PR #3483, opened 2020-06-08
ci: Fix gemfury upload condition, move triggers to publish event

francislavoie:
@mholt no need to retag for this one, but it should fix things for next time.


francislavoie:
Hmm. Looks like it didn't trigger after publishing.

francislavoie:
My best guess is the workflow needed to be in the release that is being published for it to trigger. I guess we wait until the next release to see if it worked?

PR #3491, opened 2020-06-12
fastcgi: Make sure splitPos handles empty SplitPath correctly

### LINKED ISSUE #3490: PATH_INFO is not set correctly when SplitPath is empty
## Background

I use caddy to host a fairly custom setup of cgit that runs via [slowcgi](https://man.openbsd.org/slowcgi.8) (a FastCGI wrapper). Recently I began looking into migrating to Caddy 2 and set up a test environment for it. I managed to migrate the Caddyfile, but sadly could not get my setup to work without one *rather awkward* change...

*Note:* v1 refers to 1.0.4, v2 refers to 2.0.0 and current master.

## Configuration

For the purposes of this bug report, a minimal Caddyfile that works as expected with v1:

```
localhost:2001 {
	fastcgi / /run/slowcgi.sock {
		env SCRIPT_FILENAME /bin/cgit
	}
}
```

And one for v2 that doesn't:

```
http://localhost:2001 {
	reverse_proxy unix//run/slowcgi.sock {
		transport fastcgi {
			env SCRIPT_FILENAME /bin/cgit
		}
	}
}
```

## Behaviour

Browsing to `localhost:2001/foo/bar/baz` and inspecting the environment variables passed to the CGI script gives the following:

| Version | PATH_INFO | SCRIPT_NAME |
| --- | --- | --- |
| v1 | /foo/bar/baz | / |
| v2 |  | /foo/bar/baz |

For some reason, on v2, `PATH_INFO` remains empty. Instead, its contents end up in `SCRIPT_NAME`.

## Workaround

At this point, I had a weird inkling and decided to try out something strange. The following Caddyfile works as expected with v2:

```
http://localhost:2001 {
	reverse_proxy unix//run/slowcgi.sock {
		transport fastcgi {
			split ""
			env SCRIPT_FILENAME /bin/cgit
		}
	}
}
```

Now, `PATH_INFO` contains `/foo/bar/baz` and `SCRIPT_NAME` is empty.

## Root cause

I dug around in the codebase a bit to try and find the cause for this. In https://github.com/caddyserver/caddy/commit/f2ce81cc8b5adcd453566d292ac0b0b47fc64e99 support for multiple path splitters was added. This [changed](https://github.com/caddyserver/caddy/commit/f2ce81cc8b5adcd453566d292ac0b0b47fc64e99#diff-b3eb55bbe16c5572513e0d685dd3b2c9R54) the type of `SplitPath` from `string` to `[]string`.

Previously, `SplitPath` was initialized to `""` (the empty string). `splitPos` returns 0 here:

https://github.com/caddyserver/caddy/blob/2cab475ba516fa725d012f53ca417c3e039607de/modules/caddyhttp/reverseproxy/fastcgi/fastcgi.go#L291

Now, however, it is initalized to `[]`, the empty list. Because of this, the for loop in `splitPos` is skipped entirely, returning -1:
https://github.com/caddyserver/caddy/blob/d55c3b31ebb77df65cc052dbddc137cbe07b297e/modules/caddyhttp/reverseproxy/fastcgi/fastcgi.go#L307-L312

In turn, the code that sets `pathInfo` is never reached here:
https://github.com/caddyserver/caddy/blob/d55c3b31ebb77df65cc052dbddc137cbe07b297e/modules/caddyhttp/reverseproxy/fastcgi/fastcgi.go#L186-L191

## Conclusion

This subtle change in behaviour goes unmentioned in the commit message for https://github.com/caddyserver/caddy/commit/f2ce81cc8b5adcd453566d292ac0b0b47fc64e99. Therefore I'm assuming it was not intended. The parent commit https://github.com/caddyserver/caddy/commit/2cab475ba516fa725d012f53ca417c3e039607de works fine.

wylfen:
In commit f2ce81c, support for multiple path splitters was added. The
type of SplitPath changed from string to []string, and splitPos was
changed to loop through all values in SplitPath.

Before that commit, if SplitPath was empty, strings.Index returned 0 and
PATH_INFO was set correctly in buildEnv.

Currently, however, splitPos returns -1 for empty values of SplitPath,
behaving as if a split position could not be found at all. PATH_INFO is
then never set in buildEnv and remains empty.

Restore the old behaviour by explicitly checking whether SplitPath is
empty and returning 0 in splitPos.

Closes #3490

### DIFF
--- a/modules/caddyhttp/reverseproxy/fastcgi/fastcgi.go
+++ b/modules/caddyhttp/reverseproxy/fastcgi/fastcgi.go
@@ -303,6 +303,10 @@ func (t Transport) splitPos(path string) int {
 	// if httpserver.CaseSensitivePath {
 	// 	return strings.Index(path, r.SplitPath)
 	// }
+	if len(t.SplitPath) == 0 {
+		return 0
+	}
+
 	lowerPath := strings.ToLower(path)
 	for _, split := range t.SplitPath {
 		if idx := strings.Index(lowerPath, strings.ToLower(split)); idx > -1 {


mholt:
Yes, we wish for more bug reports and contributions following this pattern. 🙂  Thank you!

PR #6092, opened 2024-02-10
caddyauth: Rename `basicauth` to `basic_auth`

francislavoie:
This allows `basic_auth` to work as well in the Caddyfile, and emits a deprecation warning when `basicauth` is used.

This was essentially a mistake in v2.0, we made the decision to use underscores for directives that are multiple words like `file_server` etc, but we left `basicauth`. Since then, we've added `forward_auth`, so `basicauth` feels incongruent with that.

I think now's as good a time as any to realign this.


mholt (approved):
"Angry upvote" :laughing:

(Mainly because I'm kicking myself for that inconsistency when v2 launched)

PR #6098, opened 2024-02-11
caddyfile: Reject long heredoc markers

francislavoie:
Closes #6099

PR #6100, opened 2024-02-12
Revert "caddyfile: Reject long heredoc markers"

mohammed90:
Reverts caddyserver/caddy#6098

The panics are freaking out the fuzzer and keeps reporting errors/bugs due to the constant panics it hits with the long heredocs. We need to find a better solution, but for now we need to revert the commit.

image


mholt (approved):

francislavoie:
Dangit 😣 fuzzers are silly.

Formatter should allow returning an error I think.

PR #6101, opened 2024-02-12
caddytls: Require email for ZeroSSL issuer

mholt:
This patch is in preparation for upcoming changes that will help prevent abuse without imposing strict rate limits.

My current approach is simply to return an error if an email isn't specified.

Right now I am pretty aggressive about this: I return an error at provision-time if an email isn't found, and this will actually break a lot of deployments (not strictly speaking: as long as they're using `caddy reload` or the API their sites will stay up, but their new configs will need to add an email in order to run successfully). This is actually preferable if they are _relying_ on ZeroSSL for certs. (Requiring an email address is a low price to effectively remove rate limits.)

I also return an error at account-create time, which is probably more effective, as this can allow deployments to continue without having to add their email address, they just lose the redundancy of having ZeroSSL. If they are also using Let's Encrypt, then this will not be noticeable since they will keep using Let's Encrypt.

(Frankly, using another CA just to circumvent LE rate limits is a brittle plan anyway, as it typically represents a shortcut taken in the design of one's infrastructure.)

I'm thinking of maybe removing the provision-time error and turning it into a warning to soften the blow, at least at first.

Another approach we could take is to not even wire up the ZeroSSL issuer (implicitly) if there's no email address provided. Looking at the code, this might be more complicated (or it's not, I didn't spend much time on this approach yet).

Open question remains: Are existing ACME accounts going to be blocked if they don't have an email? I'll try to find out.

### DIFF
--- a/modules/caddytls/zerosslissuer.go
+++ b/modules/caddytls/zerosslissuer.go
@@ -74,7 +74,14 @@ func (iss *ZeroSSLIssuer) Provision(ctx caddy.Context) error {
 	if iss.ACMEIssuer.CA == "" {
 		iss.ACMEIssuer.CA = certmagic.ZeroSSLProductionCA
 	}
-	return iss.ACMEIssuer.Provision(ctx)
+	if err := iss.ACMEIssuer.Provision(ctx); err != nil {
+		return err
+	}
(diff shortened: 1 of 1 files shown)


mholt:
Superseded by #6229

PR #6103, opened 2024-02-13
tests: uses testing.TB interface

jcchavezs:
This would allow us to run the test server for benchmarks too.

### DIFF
■ ■ ■
After locating the line holding "PATH_INFO | SCRIPT_NAME |" above, output exactly that line and every line after it through the line holding "## Conclusion". Include nothing else.

| Version | PATH_INFO | SCRIPT_NAME |
| --- | --- | --- |
| v1 | /foo/bar/baz | / |
| v2 |  | /foo/bar/baz |

For some reason, on v2, `PATH_INFO` remains empty. Instead, its contents end up in `SCRIPT_NAME`.

## Workaround

At this point, I had a weird inkling and decided to try out something strange. The following Caddyfile works as expected with v2:

```
http://localhost:2001 {
	reverse_proxy unix//run/slowcgi.sock {
		transport fastcgi {
			split ""
			env SCRIPT_FILENAME /bin/cgit
		}
	}
}
```

Now, `PATH_INFO` contains `/foo/bar/baz` and `SCRIPT_NAME` is empty.

## Root cause

I dug around in the codebase a bit to try and find the cause for this. In https://github.com/caddyserver/caddy/commit/f2ce81cc8b5adcd453566d292ac0b0b47fc64e99 support for multiple path splitters was added. This [changed](https://github.com/caddyserver/caddy/commit/f2ce81cc8b5adcd453566d292ac0b0b47fc64e99#diff-b3eb55bbe16c5572513e0d685dd3b2c9R54) the type of `SplitPath` from `string` to `[]string`.

Previously, `SplitPath` was initialized to `""` (the empty string). `splitPos` returns 0 here:

https://github.com/caddyserver/caddy/blob/2cab475ba516fa725d012f53ca417c3e039607de/modules/caddyhttp/reverseproxy/fastcgi/fastcgi.go#L291

Now, however, it is initalized to `[]`, the empty list. Because of this, the for loop in `splitPos` is skipped entirely, returning -1:
https://github.com/caddyserver/caddy/blob/d55c3b31ebb77df65cc052dbddc137cbe07b297e/modules/caddyhttp/reverseproxy/fastcgi/fastcgi.go#L307-L312

In turn, the code that sets `pathInfo` is never reached here:
https://github.com/caddyserver/caddy/blob/d55c3b31ebb77df65cc052dbddc137cbe07b297e/modules/caddyhttp/reverseproxy/fastcgi/fastcgi.go#L186-L191

## Conclusion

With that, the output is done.